== Exercise goal ==
Report how many lines below contain the word "simply". Give only the number.

== Working data ==
PR #627, opened 2019-01-08
Allow user to set max node children in editor options

20goto10:
Adds a "maxChildren" option that allows the user to set the number of nodes visible in the tree before the "show more / show all" message appears. The default remains 100.

### DIFF
--- a/HISTORY.md
+++ b/HISTORY.md
@@ -3,6 +3,12 @@
 https://github.com/josdejong/jsoneditor
 
 
+## not yet published, version 5.27.1
+
+- Improved navigating deeply nested paths via the navigation bar, see #619.
+  Thanks @meirotstein.
+
+
 ## 2019-01-05, version 5.27.0
 
 - Implemented customizing object and array names via a new option
--- a/src/css/treepath.css
+++ b/src/css/treepath.css
@@ -2,11 +2,35 @@
 div.jsoneditor-treepath {
   padding: 0 5px;
   overflow: hidden;
+  white-space: nowrap;
+  outline: none;
+}
+
+div.jsoneditor-treepath.show-all {
+  word-wrap: break-word;
+  white-space: normal;
+  position: absolute;
+  background-color: #ebebeb;
+  z-index: 999;
+  box-shadow: 2px 2px 12px rgba(128, 128, 128, 0.3);
 }
 
 div.jsoneditor-treepath div.jsoneditor-contextmenu-root {
   position: absolute;
   left: 0;
+}
+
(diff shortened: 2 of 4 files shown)


josdejong:
Thanks @20goto10 :+1: Looks straight forward.

Two feedback points:

1. I think it would be better not to change `Node.prototype.MAX_VISIBLE_CHILDS`, which is defined globally and meant to be static. I haven't tested, but I expect the current solution to have an issue when you create two editors with a different option for `maxChildren`. Instead we can simply use the new `options.maxChildren` everywhere and when it's undefined, fallback on the  `Node.prototype.MAX_VISIBLE_CHILDS` (or even make it an internal constant instead of property). What do you think?
2. I'm not sure about the name for this new option. `maxChildren` sounds a bit like you cannot have more children. I like to keep option names short, but it's more important that they are clear. How about something like `defaultVisibleChilds`, `initiallyVisibleChilds`, `maxVisibleChilds`, or something like that?

20goto10:
Sure @josdejong , sounds good to me on both counts. I'll put in an update shortly.

20goto10:
I've put in an update for you. Note that I renamed all uses of "childs" to "children" (my apologies for the sudden expansion of the PR size, but it should reduce a bit of confusion). 

On the plus side I've tested this change with two JSONEditors in the same window, testing different and absent values of the maxVisibleChildren option, and everything behaved as it should (the second editor was not affected by the first, and fell back to defaults when the maxVisibleChildren option was unspecified).

josdejong:
Thanks for the update Ben.

1.   I understand the reason why you want to rename `childs` to `children`, consistency is important. I'm reluctant to make this change though, because even though this is all internal API, there may be people relying on it, which would cause their solution to break. So there needs to be a very good reason to rename this and I would prefer to make it a breaking change. I'm not sure this is important enough to make this change. We can also decide to name the new feature `maxVisibleChilds` so we have both consistency and no breaking changes. What do you think?
2.   I see you still adjust the globally shared `Node.prototype.maxVisibleChilds`, which very easily can cause issues (even though it may currently work correctly with multiple editors). How about introducing the following method on Node and use that where `maxVisibleChilds` is needed?
      ```js
      // private global constant
      var DEFAULT_MAX_VISIBLE_CHILDS = 100;
  
      Node.prototype.getMaxVisibleChilds() {
        return (this.editor && this.editor.options && this.editor.options.maxVisibleChilds)
            ? this.editor.options.maxVisibleChilds
            : DEFAULT_MAX_VISIBLE_CHILDS;
      }
      ```

20goto10:
Reopening this on a separate branch due to a merge issue I didn't have time to sort out...

Issue #619, opened 2018-12-30
Deeply nested path of properties not fitting in navigation bar


joshkmartinez:
When using *BIG* json files (mine is 2385 lines long) it is hard to see the list of nodes (under the search bar) when you select a node very deep into the json tree.  
like [**this**](https://i.imgur.com/1wWsZhC.png)
I think it would be helpful to make the list of nodes kind of like a carousel scroll thing so it is easier to see the list of nodes

josdejong:
Thanks @joshkmartinez , you're right, when your deeply nested in a document, the path may not fit in the navigation bar.

@meirotstein do you have some ideas to improve this? Wrap to the next line or show ellipsis halfway the path or something?

meirotstein:
@josdejong @joshkmartinez 
This is a bug. the navigation bar should always show the selected node - see [here](https://github.com/josdejong/jsoneditor/issues/443#issuecomment-332020010) the discussion we had about it in the past.
Let me look into it a bit, also if you think about a better approach - let me know.

meirotstein:
@josdejong I had a bit of miss understood here - I thought that the selected node is not visible - which is a bug. however, this is not the case here.

The current approach trims the beginning of the path if it is not fit the navigation bar space and currently there's no way to move along it.

What I have in mind is when the path is trimmed to add arrows that allow to 'scroll' along the path. I think that two arrows in each direction are required - one for scroll and one for 'jump to start/end', something like that:
![image](https://user-images.githubusercontent.com/2209844/50729139-58159f00-113d-11e9-92ea-738dd93df088.png)

What do you think?

josdejong:
@meirotstein sounds good, I'm ok with either solution you think is best. Curious what you come up with.

josdejong:
I forgot to close this issue: improved navigation path is available since some days now in the latest version thanks to the PR of Meir (#628).

PR #628, opened 2019-01-10
Add option for show all path on the navigation bar (tree mode)

meirotstein:
As per the discussion on #619 -
I have added the option to view the entire path of selection on the navigation bar.

This PR adds the following:
When there is no space to show the entire path, a button with an ellipsis will appear on the left side of the navigation bar:
image

Clicking this button will show the entire path on a floating area:
image

The floating area will be removed when the focus will be removed from it.


josdejong:
Thanks Meir! The screenshots look great, exactly what we're looking for. Unfortunately I can't get it to work when checking out your PR. I opened `07_json_schema_validation.html` and put some deeply nested JSON there, but the path is always left aligned and the overflowing part is simply hidden on the right.

In the code I see one issue (I guess unrelated): in the function `_onShowAllClick` there is a `var me = this` and `this` is used a couple of times. I think you meant to use the `me` which is already defined outside of the function, and use `me` instead of `this` inside the function?

meirotstein:
@josdejong that's odd... I have tested it again on my local env and it is working for me on Chrome, FF and Safari.. perhaps it is an IE issue?
Can you add a screenshot of what you see?

In regard to the `me` and `this` - indeed it's a bit confusing but this is not an issue, anyway I will make it more friendly

josdejong:
It could be some cache issue in my Chrome browser or something, will give it another try.

josdejong:
I guess I'm overlooking something but I can't get it to work.

I tried a slightly adjusted example 3, it looks like:

image

```html
<!DOCTYPE HTML>
<html>
<head>
  <title>JSONEditor | Switch mode</title>

  <!-- when using the mode "code", it's important to specify charset utf-8 -->
  <meta http-equiv="Content-Type" content="text/html;charset=utf-8">

  <link href="../dist/jsoneditor.css" rel="stylesheet" type="text/css">
  <script src="../dist/jsoneditor.js"></script>

  <style type="text/css">
    body {
      font: 10.5pt arial;
      color: #4d4d4d;
      line-height: 150%;
      width: 500px;
    }

    code {
      background-color: #f5f5f5;
    }

    #jsoneditor {
      width: 400px;
      height: 500px;
    }
  </style>
</head>
<body>

<p>
  Switch editor mode using the mode box.
  Note that the mode can be changed programmatically as well using the method
  <code>editor.setMode(mode)</code>, try it in the console of your browser.
</p>

<div id="jsoneditor"></div>

<script>

  var options = {
    mode: 'tree',
    modes: ['code', 'form', 'text', 'tree', 'view'], // allowed modes
    onError: function (err) {
      alert(err.toString());
    },
    onModeChange: function (newMode, oldMode) {
      console.log('Mode switched from', oldMode, 'to', newMode);
    }
  };

  var json = {
    "array": [1, 2, 3],
    "boolean": true,
    "null": null,
    "number": 123,
    "object": {"a": "b", "c": "d"},
    "string": "Hello World",
    "foo bar baz 1": {
      "foo bar baz 2": {
        "foo bar baz 3": {
          "foo bar baz 4": {

          }
        }
      }
    }
  };

  var editor = new JSONEditor(container, options, json);
</script>
</body>
</html>
```

josdejong:
(Tried both Firefox and Chrome, and checked that the code is from your branch and that I've created a build of that code by adding a console.log and checking that this pops up in the browser)

josdejong:
:joy: I really wasn't looking to break it, just to start it and enjoy this new feature.

I got it working when replacing removing all the spaces, in the example I posted above I changed the json document to:

```js
  var json = {
    "array": [1, 2, 3],
    "boolean": true,
    "null": null,
    "number": 123,
    "object": {"a": "b", "c": "d"},
    "string": "Hello World",
    "foobarbaz1": {
      "foobarbaz2": {
        "foobarbaz3": {
          "foobarbaz4": {
            "foobarbaz5": {

            }
          }
        }
      }
    }
  };
```

Can it have to do with the spaces?

meirotstein:
nope, I got it. silly bug :grimacing:  will submit a fix shortly

meirotstein:
@josdejong I just submitted additional fixes.
Indeed there was an issue with spaces as you assumed and found an additional issue - both were fixed.

PR #624, opened 2019-01-03
Update Node.js

tylerchen:
add both:
1. fix childSchema with $ref, and not display the select element on the child schema because of not found enum
2. add title from schema description to show the tips for user input

PR #633, opened 2019-01-16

== Response area ==
2